Porous carbon fibers from gel-spun polyacrylonitrile and poly(methyl methacrylate)-block-poly(acrylonitrile)

Abstract

Block copolymer (BCP)-based porous carbon fibers represent an emerging structural and functional material for mechanical reinforcement and electrochemical energy storage. Herein, by gel-spinning polymer precursors of poly(acrylonitrile) (PAN) and poly(methyl methacrylate)-block-poly(acrylonitrile) (PMMA-b-PAN), we have produced a series of carbon fibers and systematically studied the morphological, mechanical, and electrochemical properties. Porous carbon fibers with BCP in the sheath exhibit a tensile strength of 1.1 GPa, tensile modulus of ∼190 GPa, and electrochemical capacitance of 11 F g−1 at 10 mV s−1 when pyrolyzed at 1315 °C under tension.
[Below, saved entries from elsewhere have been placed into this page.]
PR #9690, opened 2026-01-29
9593 handle lambda size limit

alexdziarn:
https://github.com/ustaxcourt/ef-cms/issues/9593
Updates:
- Created 3 new DTOs(Data transfer objects) for Cases, RestrictedCases, and Public Cases. These 3 new classes create structure in the response allowing us to edit out fields as neeeded.
- Edited the CaseFactory class to handle the new DTOs for each case type.
- Removed the servedParties field found in docketEntries and docketEntries.secondaryDocument.previousDocument to shrink the response size.
- Updated all the interactors to return the associated Case DTOs instead of RawCase


shared/src/business/dto/cases/CaseDTO.test.ts
jimlerza, line 1: Is this file in the right place? Should there be a `case` directory for these case DTOs?

~Also, this test is looking a little lean. Perhaps we could ensure that the fields we want to keep are kept, the fields we don't want to keep are filtered, and that the DTO entity is preserved when the payload passes through the `dataSecurityFilter`?~

Sorry, I wrote that before I found the CaseFactory test. Disregard!

shared/src/business/dto/docketEntries/PublicCaseDTO.ts
```diff
@@ -0,0 +1,53 @@
+import { RawPublicContact } from '@shared/business/entities/cases/PublicContact';
+import { IrsPractitioner } from '@shared/business/entities/IrsPractitioner';
+import { PrivatePractitioner } from '@shared/business/entities/PrivatePractitioner';
+import { ConsolidatedCaseSummary } from '../cases/ConsolidatedCaseSummary';
+import { removeServedParties } from '../helpers/removeServedParties';
+
+export class PublicCaseDTO {
+  public entityName: string;
```
jimlerza, line 9: The `CaseDTO` hardcoded a value here. I think we're going to need a value here too to prevent this from being reinstantiated as the `entityName` this inherits from (should be `PublicCase`) when it passes through the `dataSecurityFilter`.

shared/src/business/dto/cases/RestrictedCaseDTO.ts
```diff
@@ -0,0 +1,19 @@
+import { removeServedParties } from '../helpers/removeServedParties';
+
+export class RestrictedCaseDTO {
+  public docketNumber?: string;
```
jimlerza, line 6: Does this DTO need an `entityName`? Without one, it will get gobbled up by the `dataSecurityFilter` and not come out the other side.

jimlerza (approved):
This looks great! Excellent use of the `CaseFactory` to handle returning DTOs vs. entities based on user permissions and associations.

I have a couple of nits, but nothing requiring any refactoring or overhaul. I believe the first two nits are related and the last two nits are related.

1. Inconsistent `entityName` values across the DTOs:
   -   `CaseDTO`: hardcoded to `'CaseDTO'`
   -   `PublicCaseDTO`: inherits from the raw object (should be `'PublicCase'`)
   -   `RestrictedCaseDTO`: no `entityName` property

2. Missing Registration in `getEntityByName`:
   - Only `CaseDTO` is registered in `getEntityByName.ts`
   - Because `PublicCaseDTO` inherits `entityName: 'PublicCase'`, the `dataSecurityFilter` in the API handler will re-instantiate it using the `PublicCase` **entity** constructor rather than the DTO
   - `RestrictedCaseDTO` will not be re-instantiated by the `dataSecurityFilter` at all because it lacks an `entityName` field

3. Missing `hasIrsPractitioner` field:
   - The `Case` entity contains a `hasIrsPractitioner` field, but its constructor does not
   - `PublicCaseDTO` contains the `hasIrsPractitioner` field
   - `RestrictedCaseDTO` does not contain the `hasIrsPractitioner` field
   - The `caseDetailHeaderHelper`, which may receive a `CaseDTO`, expects to find `hasIrsPractitioner` (but it also contains fallback logic that checks the length of the `irsPractitioners` array)

4. `PublicCaseDTO` might not have been necessary:
   - As of this PR, the docket entries in `PublicCase` are now `PublicDocketEntry` entities and not `DocketEntry` entities 
   - `PublicDocketEntry` entities don't contain `servedParties` to begin with

alexdziarn:
> This looks great! Excellent use of the `CaseFactory` to handle returning DTOs vs. entities based on user permissions and associations.
> 
> I have a couple of nits, but nothing requiring any refactoring or overhaul. I believe the first two nits are related and the last two nits are related.
> 
> 1. Inconsistent `entityName` values across the DTOs:
>    
>    * `CaseDTO`: hardcoded to `'CaseDTO'`
>    * `PublicCaseDTO`: inherits from the raw object (should be `'PublicCase'`)
>    * `RestrictedCaseDTO`: no `entityName` property
> 2. Missing Registration in `getEntityByName`:
>    
>    * Only `CaseDTO` is registered in `getEntityByName.ts`
>    * Because `PublicCaseDTO` inherits `entityName: 'PublicCase'`, the `dataSecurityFilter` in the API handler will re-instantiate it using the `PublicCase` **entity** constructor rather than the DTO
>    * `RestrictedCaseDTO` will not be re-instantiated by the `dataSecurityFilter` at all because it lacks an `entityName` field
> 3. Missing `hasIrsPractitioner` field:
>    
>    * The `Case` entity contains a `hasIrsPractitioner` field, but its constructor does not
>    * `PublicCaseDTO` contains the `hasIrsPractitioner` field
>    * `RestrictedCaseDTO` does not contain the `hasIrsPractitioner` field
>    * The `caseDetailHeaderHelper`, which may receive a `CaseDTO`, expects to find `hasIrsPractitioner` (but it also contains fallback logic that checks the length of the `irsPractitioners` array)
> 4. `PublicCaseDTO` might not have been necessary:
>    
>    * As of this PR, the docket entries in `PublicCase` are now `PublicDocketEntry` entities and not `DocketEntry` entities
>    * `PublicDocketEntry` entities don't contain `servedParties` to begin with

Addressing 1,3,4:
To stay consistent, added an entityName to all DTOs and registered all DTOs in getEntityByName. 

For 2:
After doing some research `hasIrsPractitioner` in caseDetailHeaderHelper always resolves to undefined so we removed from the helper and the Case class.

shared/src/business/dto/cases/PublicCaseDTO.ts
```diff
@@ -0,0 +1,60 @@
+import { RawPublicContact } from '@shared/business/entities/cases/PublicContact';
+import { IrsPractitioner } from '@shared/business/entities/IrsPractitioner';
+import { PrivatePractitioner } from '@shared/business/entities/PrivatePractitioner';
+import { ConsolidatedCaseSummary } from '../cases/ConsolidatedCaseSummary';
+import { UnknownAuthUser } from '@shared/business/entities/authUser/AuthUser';
+import { PublicCase } from '@shared/business/entities/cases/PublicCase';
+
+export class PublicCaseDTO {
+  public entityName = 'PublicCaseDTO';
+  public canAllowDocumentService?: string;
```
TomElliottFlexion, line 10: If an entity does not extend `JoiValidationEntity`, I believe we must set `entityName` in the constructor to avoid the previously mentioned `dataSecurityFilter`

shared/src/business/entities/EntityValidationConstants.ts
```diff
@@ -366,11 +366,7 @@ export const DOCKET_ENTRY_VALIDATION_RULE_KEYS = {
         .optional()
         .description('Currently only required for the IRS'),
     })
-    .when('servedAt', {
```
TomElliottFlexion, line 369: How would you feel about making this validation dependent on `entityName` + `servedAt` instead of making it always optional?

shared/src/business/entities/cases/RestrictedCase.ts
```diff
@@ -21,7 +21,19 @@ export class RestrictedCase extends JoiValidationEntity {
     this.docketEntries = [];
   }
 
+  static VALIDATION_RULES = {
+    docketEntries: joi.array().max(0),
+  };
+
```
TomElliottFlexion, line 35: We'll still want to validate the other fields (assuming we validate this at all)

TomElliottFlexion: (Which we should probably do)

shared/src/business/dto/cases/CaseDTO.test.ts
TomElliottFlexion, line 1: I _think_ these DTOs should be in a `case` directory instead of in a `docketEntry` directory

shared/src/business/entities/EntityValidationConstants.ts
TomElliottFlexion: I suppose that would require using a new `DocketEntry` entity, so probably more effort than it's worth

alexdziarn: This occurs at the docketEntry not the Case level of validation so we can't use the entityName condition. This is optional because the frontend is doing validation on docketEntry data sent from the backend which does not include servedParties but does include servedAt.

shared/src/business/useCases/getCaseInteractor.test.ts
```diff
@@ -28,7 +28,7 @@ import { UnauthorizedError } from '@web-api/errors/errors';
 import { getWorkItemsByDocketNumber as getWorkItemsByDocketNumberMock } from '@web-api/persistence/postgres/workitems/getWorkItemsByDocketNumber';
 import { WorkItem } from '@shared/business/entities/WorkItem';
 import { docketClerk1User } from '@shared/test/mockUsers';
-import { MOCK_ANSWER_2 } from '@shared/test/mockDocketEntry';
+import { CaseDTO } from '../dto/docketEntries/CaseDTO';
```
TomElliottFlexion: Absolute nitpick, but ideally we'd use the `@shared`/`@web-api`/`@web-client` path aliases. These are defined in `tsconfig.json` The vsCode setting for using this in autoimports is `"typescript.preferences.importModuleSpecifier": "non-relative"`

shared/src/business/useCases/removeSignatureFromDocumentInteractor.ts
```diff
@@ -21,7 +22,7 @@ export const removeSignatureFromDocumentInteractor = async (
   applicationContext: ServerApplicationContext,
   { docketEntryId, docketNumber },
   authorizedUser: UnknownAuthUser,
-) => {
+): Promise<CaseDTO> => {
```
TomElliottFlexion, line 25: :heart:

shared/src/business/entities/cases/RestrictedCase.ts
alexdziarn: we never run validation on RestrictedCases but added here for the future

paulo-filho-ctr (approved):

web-client/integration-tests/externalUserFilesDocumentForLegacyCase.test.ts
```diff
@@ -38,13 +38,11 @@ describe('an external user files a document for their legacy case', () => {
       docketNumber: cerebralTest.docketNumber,
     });
 
-    const otherFilers = getOtherFilers(cerebralTest.getState('caseDetail'));
     const docketEntries = cerebralTest.getState('caseDetail.docketEntries');
     const lastServedDocument = docketEntries.pop();
 
-    const isOtherFilerServed = lastServedDocument.servedParties.find(
```
TomElliottFlexion, line 45: A `servedPartiesCode` of `BOTH` indicates that a document was served both to the IRS and to the petitioner. It does not indicate that a document was served to all filing parties on the case (ie intervenors or participants).

TomElliottFlexion (commented):
This was a lot of work, thank you

web-client/integration-tests/externalUserFilesDocumentForLegacyCase.test.ts
devinganey613: I don't think this test can work anymore then, since servedParties isn't returned to the frontend anymore. Should we remove the test? Or can we include a database query of some kind?
The test also doesn't seem to do what it says it does, which is verifying that the other filers received paper service. But it just checks that the other filer was served.

TomElliottFlexion: You're right. This is kind of a tough judgement call that I'll leave up to you. We absolutely could query the database (see `cypress/helpers/cypressTasks/wait-for-noce.ts`), I'm not sure if that's worth it. Since paper service is entirely dependent on a clerk printing out docs and mailing them, the only (?) other way to verify is by checking the content of the print paper service modal, but even that checks the service indicator of parties on the case, rather the the `servedParties` on the docket entry itself

TomElliottFlexion: ^ (the database querying infrastructure is currently only set up for _cypress_ tests)

devinganey613: Thanks, I revamped the test to use the paper service modal to check if the clerk is notified that the other party receives paper service.

jimlerza (approved):

TomElliottFlexion (approved):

Without tension and at a pyrolysis temperature of 800 °C, the fibers with BCP as both the sheath and core components achieve the highest electrochemical capacitance of 70 F g−1 at 10 mV s−1. The characteristic correlation length of PMMA-b-PAN calculated through thermodynamically governed computational method, provides an estimate of pore size in the carbon fibers. Pore generation and their size in the carbon fibers were driven by kinetic processing parameters, in addition to the thermodynamic phase separation. This study shows that gel-spinning of bicomponent PAN/PMMA-b-PAN fibers provide a versatile means for tuning the mechanical and electrochemical properties of porous carbon fibers, thus allowing for their potential use as structural energy storage materials.